====== Input data

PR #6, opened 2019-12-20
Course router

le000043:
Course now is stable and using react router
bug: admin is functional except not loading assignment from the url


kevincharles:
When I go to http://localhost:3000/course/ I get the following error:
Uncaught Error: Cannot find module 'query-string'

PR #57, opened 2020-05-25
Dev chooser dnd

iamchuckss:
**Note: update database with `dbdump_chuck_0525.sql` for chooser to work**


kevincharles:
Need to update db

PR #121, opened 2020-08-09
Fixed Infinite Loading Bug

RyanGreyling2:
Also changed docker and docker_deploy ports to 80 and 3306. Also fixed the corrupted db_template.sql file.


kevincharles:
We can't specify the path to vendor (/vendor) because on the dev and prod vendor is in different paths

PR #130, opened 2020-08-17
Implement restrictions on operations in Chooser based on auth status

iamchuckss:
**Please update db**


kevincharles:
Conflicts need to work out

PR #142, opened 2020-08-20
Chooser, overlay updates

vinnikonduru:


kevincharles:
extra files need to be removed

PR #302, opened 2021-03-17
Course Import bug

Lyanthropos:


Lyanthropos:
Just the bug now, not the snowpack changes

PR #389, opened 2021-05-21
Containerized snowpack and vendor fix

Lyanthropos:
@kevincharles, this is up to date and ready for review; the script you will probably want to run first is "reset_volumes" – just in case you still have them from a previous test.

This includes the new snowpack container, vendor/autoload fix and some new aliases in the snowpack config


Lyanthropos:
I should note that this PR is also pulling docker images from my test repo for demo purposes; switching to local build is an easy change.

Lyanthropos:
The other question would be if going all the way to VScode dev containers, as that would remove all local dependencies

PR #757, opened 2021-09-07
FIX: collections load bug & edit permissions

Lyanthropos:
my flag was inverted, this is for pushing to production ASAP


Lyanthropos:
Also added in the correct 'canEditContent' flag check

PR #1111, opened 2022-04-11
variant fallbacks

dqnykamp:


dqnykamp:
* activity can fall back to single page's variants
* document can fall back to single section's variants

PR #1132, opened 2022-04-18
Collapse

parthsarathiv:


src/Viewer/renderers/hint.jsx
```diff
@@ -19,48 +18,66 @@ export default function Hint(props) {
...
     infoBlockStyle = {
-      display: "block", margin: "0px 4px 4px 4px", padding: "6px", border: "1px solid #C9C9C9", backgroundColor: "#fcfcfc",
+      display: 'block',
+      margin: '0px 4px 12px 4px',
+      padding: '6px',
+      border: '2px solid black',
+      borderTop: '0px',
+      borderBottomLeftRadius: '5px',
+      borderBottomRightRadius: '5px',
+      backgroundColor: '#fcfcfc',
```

============

**Instructions for the task**
Could you retype all of the entries, leaving every character unchanged?

**Your response**
PR #6, opened 2019-12-20
Course router

le000043:
Course now is stable and using react router
bug: admin is functional except not loading assignment from the url


kevincharles:
When I go to http://localhost:3000/course/ I get the following error:
Uncaught Error: Cannot find module 'query-string'

PR #57, opened 2020-05-25
Dev chooser dnd

iamchuckss:
**Note: update database with `dbdump_chuck_0525.sql` for chooser to work**


kevincharles:
Need to update db

PR #121, opened 2020-08-09
Fixed Infinite Loading Bug

RyanGreyling2:
Also changed docker and docker_deploy ports to 80 and 3306. Also fixed the corrupted db_template.sql file.


kevincharles:
We can't specify the path to vendor (/vendor) because on the dev and prod vendor is in different paths

PR #130, opened 2020-08-17
Implement restrictions on operations in Chooser based on auth status

iamchuckss:
**Please update db**


kevincharles:
Conflicts need to work out

PR #142, opened 2020-08-20
Chooser, overlay updates

vinnikonduru:


kevincharles:
extra files need to be removed

PR #302, opened 2021-03-17
Course Import bug

Lyanthropos:


Lyanthropos:
Just the bug now, not the snowpack changes

PR #389, opened 2021-05-21
Containerized snowpack and vendor fix

Lyanthropos:
@kevincharles, this is up to date and ready for review; the script you will probably want to run first is "reset_volumes" – just in case you still have them from a previous test.

This includes the new snowpack container, vendor/autoload fix and some new aliases in the snowpack config


Lyanthropos:
I should note that this PR is also pulling docker images from my test repo for demo purposes; switching to local build is an easy change.

Lyanthropos:
The other question would be if going all the way to VScode dev containers, as that would remove all local dependencies

PR #757, opened 2021-09-07
FIX: collections load bug & edit permissions

Lyanthropos:
my flag was inverted, this is for pushing to production ASAP


Lyanthropos:
Also added in the correct 'canEditContent' flag check

PR #1111, opened 2022-04-11
variant fallbacks

dqnykamp:


dqnykamp:
* activity can fall back to single page's variants
* document can fall back to single section's variants

PR #1132, opened 2022-04-18
Collapse

parthsarathiv:


src/Viewer/renderers/hint.jsx
```diff
@@ -19,48 +18,66 @@ export default function Hint(props) {
...
     infoBlockStyle = {
-      display: "block", margin: "0px 4px 4px 4px", padding: "6px", border: "1px solid #C9C9C9", backgroundColor: "#fcfcfc",
+      display: 'block',
+      margin: '0px 4px 12px 4px',
+      padding: '6px',
+      border: '2px solid black',
+      borderTop: '0px',
+      borderBottomLeftRadius: '5px',
+      borderBottomRightRadius: '5px',
+      backgroundColor: '#fcfcfc',
```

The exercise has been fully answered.